▸ **DIRECTIONS**:
Pull every line that includes the word "validation" out of the data below and copy it.

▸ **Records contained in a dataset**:
PR #296, opened 2026-07-18
ci: add package build validation

saschagobel:
### Summary

Adds package build validation to the regular CI workflow so packaging failures are detected before release tags are created.

### Changes

- Add an independent CI job that builds the wheel and source distribution with `uv build`.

▸ **ANSWER TO THIS PROBLEM**:
ci: add package build validation
Adds package build validation to the regular CI workflow so packaging failures are detected before release tags are created.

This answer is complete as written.